I had a problem with a columbia anglehead, I posted it on the net, and had a rep from columbia call me the next day. They payed shipping both ways and fixed it free (it was a factor defect). Now thats service, considerering it was past warranty. 

When i had a problem with my TAPE-TECH mudrunner,,,, well I had to fix it MYELF,, cause ya know, after you BUY a TAPE-TECH, your ON YOUR OWN, they don't know you, and they SURE don't want to hear from you !!!!!!!


----------



## WingNut

My USG interchangeable handle. You sent me 3 blades NO HANDLE, I paid for whole set. said u send handle never did.


----------



## TheToolDr

savant said:


> I don't rent, I'm assuming they sell only stuff that doesn't say ames, right? I'm considering going there for stuff I need the next day.
> I went to Strober this mornin' and they said they'd order something if I needed it. I was like "Whoopdedoo, I can order stuff too.
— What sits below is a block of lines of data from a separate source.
PR #194, opened 2017-10-25
ResolutionsRow: snap to nearest allowed resolution value

whot:
libratbag now exports a list of permitted resolutions rather than a min/max
value (and a guesswork step increment on piper's side). Use that and snap the
resolution slider to the nearest value in that list.

See https://github.com/libratbag/libratbag/pull/393

Related to #186


whot:
ok, this is #187 force-pushed again. github doesn't like changing commits...

PR #195, opened 2017-10-29
MouseMap: if the old highlight is None, don't try to redraw

### LINKED ISSUE #185: Crash when dragging a button
I accidentally clicked and dragged one of the buttons to configure a LED. Piper crashes with the following:

```
  File "/home/phomes/piper/piper/mousemap.py", line 318, in _on_leave
    self._redraw_svg_element(old_highlight)
  File "/home/phomes/piper/piper/mousemap.py", line 362, in _redraw_svg_element
    ok, svg_geom = self._get_svg_sub_geometry(svg_id)
  File "/home/phomes/piper/piper/mousemap.py", line 340, in _get_svg_sub_geometry
    ok, svg_pos = self._handle.get_position_sub(svg_id)
TypeError: Argument 2 does not allow None as a value

```

whot:
When pressing a button and moving out of the button area with the button held
down, we get two leave events - once when actually leaving the button and once
more when the button press is released later. On the second call, the old
highlight is already None, causing a crash when we're trying to get SVG
information about it.

Fixes #185

### DIFF
--- a/piper/mousemap.py
+++ b/piper/mousemap.py
@@ -314,6 +314,10 @@ class MouseMap(Gtk.Container):
     def _on_leave(self, widget, event):
         # Restores the device SVG to its original state.
         old_highlight = self._highlight_element
+
+        if old_highlight is None:
+            return
+
         self._highlight_element = None
         self._redraw_svg_element(old_highlight)
 


phomes:
CI failure seems unrelated

PR #196, opened 2017-11-11
LedDialog: use new effect duration in ms

### LINKED ISSUE #175: 100Hz LED as minimum is much to fast
Setting the minimum frequency of a 100Hz for 'Breathing' or 'Cycling' is somewhat excessive as it results in a strobe effect.

Also when I apply changes to the LEDs the program crashes with:
File "/usr/lib/python3.6/site-packages/piper/ratbagd.py", line 192, in callback_handler
res = obj.call_finish(result)
GLib.Error: g-io-error-quark: Timeout was reached (24)

After the crash and restarting piper the sensor refresh rate is set to 500Hz while it was set to a 1000Hz before. After each crash it defaults back to 500Hz.

Hjdskes:
libratbag/libratbag#422 introduced effect duration in ms for LEDs as opposed to effect rate in Hz, as was discussed in #175. This commit updates Piper's UI to reflect these changes.

Fixes #175.

NOTE: this depends on libratbag/libratbag#422 and should not be changed before 1) that PR is merged and 2) its changes to ratbagd.py have been synced back into Piper.

### DIFF
--- a/data/ui/LedDialog.ui
+++ b/data/ui/LedDialog.ui
@@ -7,11 +7,11 @@
     <property name="step_increment">1</property>
     <property name="page_increment">10</property>
   </object>
-  <object class="GtkAdjustment" id="adjustment_effect_rate">
-    <property name="lower">100</property>
-    <property name="upper">20000</property>
-    <property name="step_increment">50</property>
-    <property name="page_increment">50</property>
+  <object class="GtkAdjustment" id="adjustment_effect_duration">
+    <property name="lower">0</property>
+    <property name="upper">10000</property>
+    <property name="step_increment">100</property>
+    <property name="page_increment">500</property>
   </object>
   <template class="LedDialog" parent="GtkDialog">
     <property name="width_request">400</property>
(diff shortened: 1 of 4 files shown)


data/ui/LedDialog.ui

You have no idea how much stuff I have to keep in inventory." That's why I make do with what's available on hand @ suppliers. I may have to make an exception for the NAILER. Too bad All-Wall does not carry the plastic one.


All-Wall has a large inventory of plastic Nailers, item #11094


----------



## TheToolDr

WingNut said:


> My USG interchangeable handle. You sent me 3 blades NO HANDLE, I paid for whole set. said u send handle never did.


Complete knife sets are sold, as well as "blades only" kits. Make sure order was not incorrectly entered by supplier.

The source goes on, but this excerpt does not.